--- About this exercise ---
Check each line of the records below and collect those holding "statusCode".

--- Material for this exercise ---
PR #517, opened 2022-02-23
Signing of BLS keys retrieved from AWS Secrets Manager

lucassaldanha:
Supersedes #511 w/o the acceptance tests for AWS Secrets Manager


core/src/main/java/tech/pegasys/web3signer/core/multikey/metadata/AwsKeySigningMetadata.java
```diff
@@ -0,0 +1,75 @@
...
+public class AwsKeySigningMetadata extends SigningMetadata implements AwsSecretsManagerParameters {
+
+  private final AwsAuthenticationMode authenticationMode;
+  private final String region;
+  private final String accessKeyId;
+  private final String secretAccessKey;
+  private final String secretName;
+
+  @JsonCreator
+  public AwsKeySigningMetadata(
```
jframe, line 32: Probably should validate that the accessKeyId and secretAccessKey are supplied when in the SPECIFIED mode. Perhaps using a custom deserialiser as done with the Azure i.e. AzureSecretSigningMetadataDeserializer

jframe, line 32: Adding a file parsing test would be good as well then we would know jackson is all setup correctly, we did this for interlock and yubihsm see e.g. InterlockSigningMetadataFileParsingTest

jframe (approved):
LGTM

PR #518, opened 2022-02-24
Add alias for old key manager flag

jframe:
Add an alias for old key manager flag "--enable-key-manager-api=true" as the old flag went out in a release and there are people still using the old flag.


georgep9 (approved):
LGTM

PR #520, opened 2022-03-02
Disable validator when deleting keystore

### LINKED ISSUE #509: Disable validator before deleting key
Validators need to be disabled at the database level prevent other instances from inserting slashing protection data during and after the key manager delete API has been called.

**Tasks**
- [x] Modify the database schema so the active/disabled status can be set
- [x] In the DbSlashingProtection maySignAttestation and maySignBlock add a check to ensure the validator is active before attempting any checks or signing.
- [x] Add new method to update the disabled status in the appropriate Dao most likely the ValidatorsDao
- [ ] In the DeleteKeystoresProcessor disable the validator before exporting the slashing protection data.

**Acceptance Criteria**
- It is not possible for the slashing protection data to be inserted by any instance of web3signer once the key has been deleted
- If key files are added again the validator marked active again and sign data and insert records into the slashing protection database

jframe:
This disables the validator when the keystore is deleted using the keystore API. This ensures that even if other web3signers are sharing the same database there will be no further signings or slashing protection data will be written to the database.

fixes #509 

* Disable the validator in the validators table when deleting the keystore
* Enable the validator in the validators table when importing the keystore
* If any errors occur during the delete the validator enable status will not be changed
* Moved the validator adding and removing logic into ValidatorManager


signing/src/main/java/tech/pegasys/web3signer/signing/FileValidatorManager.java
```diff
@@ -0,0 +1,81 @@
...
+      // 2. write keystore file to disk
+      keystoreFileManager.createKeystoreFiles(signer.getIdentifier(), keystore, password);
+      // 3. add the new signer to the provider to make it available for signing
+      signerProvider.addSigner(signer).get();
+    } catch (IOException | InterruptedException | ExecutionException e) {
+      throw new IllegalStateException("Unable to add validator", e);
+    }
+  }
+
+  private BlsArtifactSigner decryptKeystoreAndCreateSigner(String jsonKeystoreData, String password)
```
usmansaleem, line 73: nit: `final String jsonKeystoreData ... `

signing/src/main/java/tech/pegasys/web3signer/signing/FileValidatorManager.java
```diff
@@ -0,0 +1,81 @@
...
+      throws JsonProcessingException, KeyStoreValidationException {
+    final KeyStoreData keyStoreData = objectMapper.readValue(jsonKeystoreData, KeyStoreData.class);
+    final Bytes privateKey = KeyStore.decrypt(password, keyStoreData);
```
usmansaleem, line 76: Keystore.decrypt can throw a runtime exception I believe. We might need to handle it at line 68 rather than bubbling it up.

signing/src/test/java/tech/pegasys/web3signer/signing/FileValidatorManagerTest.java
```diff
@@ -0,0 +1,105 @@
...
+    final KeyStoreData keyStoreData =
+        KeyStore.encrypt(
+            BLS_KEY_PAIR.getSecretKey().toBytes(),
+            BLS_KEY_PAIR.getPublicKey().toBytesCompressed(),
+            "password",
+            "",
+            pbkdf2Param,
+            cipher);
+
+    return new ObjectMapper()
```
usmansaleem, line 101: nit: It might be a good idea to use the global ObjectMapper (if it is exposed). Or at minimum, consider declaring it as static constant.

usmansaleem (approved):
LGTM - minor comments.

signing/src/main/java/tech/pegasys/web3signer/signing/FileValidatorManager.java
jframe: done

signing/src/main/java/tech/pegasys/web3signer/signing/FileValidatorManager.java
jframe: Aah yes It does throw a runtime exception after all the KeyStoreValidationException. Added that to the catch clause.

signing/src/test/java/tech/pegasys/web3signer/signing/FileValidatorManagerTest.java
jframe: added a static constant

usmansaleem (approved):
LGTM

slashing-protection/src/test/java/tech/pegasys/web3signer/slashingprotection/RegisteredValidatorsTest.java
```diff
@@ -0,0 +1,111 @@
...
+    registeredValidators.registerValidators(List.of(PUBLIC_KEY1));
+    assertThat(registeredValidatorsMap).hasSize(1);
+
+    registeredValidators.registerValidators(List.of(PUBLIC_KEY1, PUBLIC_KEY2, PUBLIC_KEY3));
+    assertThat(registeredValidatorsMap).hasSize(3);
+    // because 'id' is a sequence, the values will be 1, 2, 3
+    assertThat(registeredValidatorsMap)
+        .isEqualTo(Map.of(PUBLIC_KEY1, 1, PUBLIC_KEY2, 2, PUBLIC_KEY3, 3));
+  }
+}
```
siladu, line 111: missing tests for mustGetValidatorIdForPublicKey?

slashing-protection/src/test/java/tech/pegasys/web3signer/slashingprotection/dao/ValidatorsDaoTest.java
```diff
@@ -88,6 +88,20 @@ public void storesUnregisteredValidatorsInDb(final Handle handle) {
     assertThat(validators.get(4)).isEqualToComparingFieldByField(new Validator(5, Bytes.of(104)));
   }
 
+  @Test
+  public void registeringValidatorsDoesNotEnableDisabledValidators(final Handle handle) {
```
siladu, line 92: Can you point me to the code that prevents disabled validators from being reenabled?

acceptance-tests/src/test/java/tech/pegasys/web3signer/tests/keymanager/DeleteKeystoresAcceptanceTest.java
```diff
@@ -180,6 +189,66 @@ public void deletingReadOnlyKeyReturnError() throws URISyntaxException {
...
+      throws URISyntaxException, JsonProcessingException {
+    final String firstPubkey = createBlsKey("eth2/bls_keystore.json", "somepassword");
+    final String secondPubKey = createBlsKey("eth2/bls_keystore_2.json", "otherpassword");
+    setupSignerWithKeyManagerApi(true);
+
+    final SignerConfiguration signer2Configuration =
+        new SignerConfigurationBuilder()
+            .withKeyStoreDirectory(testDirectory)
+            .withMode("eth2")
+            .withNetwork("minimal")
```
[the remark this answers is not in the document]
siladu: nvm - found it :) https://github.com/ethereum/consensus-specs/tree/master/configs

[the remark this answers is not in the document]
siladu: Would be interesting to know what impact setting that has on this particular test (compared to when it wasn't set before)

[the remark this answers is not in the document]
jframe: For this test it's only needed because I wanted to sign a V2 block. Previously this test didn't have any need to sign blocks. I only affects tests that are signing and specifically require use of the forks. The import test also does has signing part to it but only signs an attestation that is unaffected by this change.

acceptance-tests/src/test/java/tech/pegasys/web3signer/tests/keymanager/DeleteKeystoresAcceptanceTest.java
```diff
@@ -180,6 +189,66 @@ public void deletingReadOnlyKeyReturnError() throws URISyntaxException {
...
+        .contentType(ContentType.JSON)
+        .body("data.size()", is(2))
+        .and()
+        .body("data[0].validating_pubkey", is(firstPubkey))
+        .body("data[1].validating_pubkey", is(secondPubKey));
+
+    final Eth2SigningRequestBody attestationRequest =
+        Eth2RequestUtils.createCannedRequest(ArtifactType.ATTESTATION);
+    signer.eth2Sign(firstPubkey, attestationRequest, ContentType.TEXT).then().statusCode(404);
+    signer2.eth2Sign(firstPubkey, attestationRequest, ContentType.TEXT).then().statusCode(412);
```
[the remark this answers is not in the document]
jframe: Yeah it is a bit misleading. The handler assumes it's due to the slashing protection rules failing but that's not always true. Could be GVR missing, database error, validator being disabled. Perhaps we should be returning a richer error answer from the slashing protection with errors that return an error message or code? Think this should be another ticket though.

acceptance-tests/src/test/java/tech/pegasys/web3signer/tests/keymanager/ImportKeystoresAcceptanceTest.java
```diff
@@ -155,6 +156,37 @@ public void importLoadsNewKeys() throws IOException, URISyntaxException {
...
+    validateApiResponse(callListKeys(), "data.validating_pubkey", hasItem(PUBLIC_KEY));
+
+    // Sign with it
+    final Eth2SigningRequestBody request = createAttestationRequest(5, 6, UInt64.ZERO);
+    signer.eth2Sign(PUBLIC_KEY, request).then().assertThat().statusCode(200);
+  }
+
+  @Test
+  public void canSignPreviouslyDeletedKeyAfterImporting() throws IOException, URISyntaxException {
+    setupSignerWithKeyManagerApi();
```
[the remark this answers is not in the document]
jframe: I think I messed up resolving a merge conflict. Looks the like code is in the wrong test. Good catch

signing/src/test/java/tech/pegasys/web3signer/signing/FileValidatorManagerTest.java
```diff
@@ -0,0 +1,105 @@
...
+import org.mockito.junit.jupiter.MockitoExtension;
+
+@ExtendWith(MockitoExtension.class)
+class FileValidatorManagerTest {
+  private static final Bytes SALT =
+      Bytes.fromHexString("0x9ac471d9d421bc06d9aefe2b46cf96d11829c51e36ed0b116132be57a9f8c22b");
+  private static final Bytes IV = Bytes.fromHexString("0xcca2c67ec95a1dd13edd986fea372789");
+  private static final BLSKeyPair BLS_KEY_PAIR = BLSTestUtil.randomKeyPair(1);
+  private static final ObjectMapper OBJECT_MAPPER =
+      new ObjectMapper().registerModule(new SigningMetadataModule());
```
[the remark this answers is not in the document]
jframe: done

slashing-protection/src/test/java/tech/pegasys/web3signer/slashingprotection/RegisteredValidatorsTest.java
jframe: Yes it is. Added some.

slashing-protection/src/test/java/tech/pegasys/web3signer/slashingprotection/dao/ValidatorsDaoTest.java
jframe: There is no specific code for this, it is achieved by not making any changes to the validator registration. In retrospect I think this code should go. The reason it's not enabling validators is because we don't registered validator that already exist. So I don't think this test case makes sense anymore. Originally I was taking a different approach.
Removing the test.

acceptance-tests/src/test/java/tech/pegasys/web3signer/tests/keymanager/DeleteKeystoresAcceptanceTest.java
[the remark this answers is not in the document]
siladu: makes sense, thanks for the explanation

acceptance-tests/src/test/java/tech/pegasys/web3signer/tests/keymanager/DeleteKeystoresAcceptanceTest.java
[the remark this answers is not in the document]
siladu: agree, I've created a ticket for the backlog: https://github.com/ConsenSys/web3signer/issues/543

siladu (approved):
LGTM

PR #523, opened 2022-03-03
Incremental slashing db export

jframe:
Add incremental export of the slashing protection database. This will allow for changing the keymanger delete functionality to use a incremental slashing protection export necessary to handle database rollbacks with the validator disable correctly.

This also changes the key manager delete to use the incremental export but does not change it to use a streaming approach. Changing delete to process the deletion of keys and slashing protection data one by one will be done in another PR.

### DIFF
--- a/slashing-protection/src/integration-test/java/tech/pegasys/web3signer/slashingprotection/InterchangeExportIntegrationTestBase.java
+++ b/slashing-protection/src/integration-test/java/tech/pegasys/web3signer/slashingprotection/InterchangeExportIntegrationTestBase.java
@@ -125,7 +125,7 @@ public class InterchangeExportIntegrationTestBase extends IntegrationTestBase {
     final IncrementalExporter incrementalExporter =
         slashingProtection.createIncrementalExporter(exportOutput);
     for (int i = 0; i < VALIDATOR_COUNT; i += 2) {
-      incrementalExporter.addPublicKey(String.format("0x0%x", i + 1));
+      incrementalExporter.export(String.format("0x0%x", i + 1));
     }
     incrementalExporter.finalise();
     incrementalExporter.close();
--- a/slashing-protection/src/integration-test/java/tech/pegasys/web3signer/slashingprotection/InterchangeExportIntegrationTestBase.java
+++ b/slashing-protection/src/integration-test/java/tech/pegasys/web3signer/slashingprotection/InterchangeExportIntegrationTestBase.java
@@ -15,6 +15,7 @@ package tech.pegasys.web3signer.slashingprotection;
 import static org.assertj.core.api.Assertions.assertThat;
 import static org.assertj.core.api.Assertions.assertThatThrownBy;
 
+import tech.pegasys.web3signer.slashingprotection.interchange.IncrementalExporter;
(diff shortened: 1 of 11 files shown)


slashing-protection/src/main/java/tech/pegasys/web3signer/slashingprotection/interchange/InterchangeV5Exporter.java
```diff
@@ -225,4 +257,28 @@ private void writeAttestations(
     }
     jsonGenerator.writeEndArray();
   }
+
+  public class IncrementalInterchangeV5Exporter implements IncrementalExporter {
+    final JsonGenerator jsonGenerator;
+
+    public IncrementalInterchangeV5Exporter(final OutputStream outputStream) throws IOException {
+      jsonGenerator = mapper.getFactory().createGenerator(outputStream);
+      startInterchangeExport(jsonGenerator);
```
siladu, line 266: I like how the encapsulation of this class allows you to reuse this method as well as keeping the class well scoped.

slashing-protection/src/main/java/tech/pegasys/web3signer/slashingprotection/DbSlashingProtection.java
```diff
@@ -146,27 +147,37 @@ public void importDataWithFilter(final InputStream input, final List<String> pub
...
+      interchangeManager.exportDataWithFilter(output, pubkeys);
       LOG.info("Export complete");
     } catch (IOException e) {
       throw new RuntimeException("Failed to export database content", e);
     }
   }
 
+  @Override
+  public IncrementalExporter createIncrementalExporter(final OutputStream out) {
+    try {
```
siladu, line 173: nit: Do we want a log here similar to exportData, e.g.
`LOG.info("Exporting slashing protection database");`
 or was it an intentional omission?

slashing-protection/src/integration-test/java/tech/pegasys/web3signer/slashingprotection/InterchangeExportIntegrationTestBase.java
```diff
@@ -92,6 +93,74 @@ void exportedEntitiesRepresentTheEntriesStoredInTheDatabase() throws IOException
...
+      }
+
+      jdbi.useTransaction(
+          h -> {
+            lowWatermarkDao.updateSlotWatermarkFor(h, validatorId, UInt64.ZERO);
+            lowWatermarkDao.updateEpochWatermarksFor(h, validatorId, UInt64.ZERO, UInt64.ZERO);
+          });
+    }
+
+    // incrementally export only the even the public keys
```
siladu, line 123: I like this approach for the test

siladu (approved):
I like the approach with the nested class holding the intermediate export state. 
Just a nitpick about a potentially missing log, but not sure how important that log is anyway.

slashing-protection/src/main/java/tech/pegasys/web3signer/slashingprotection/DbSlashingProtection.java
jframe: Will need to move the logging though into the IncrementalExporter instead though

--- Output below ---
+    signer.eth2Sign(firstPubkey, attestationRequest, ContentType.TEXT).then().statusCode(404);
+    signer2.eth2Sign(firstPubkey, attestationRequest, ContentType.TEXT).then().statusCode(412);
+    signer.eth2Sign(PUBLIC_KEY, request).then().assertThat().statusCode(200);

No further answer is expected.